- **Task to complete**:
Print the records exactly. Miss nothing.

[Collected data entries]
....
PR #1725, opened 2023-05-04
afl-fuzz.c: Document -i - in --help

moshekaplan:
afl-fuzz.c: Document `-i -` in `--help`, to write that `-i` can be passed '-' to resume the prior fuzzing job. Also reference AFL_AUTORESUME so users know they can set that parameter to sidestep the issue entirely.


vanhauser-thc:
thank you!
....
- **Task response**:
PR #1725, opened 2023-05-04
afl-fuzz.c: Document -i - in --help

moshekaplan:
afl-fuzz.c: Document `-i -` in `--help`, to write that `-i` can be passed '-' to resume the prior fuzzing job. Also reference AFL_AUTORESUME so users know they can set that parameter to sidestep the issue entirely.


vanhauser-thc:
thank you!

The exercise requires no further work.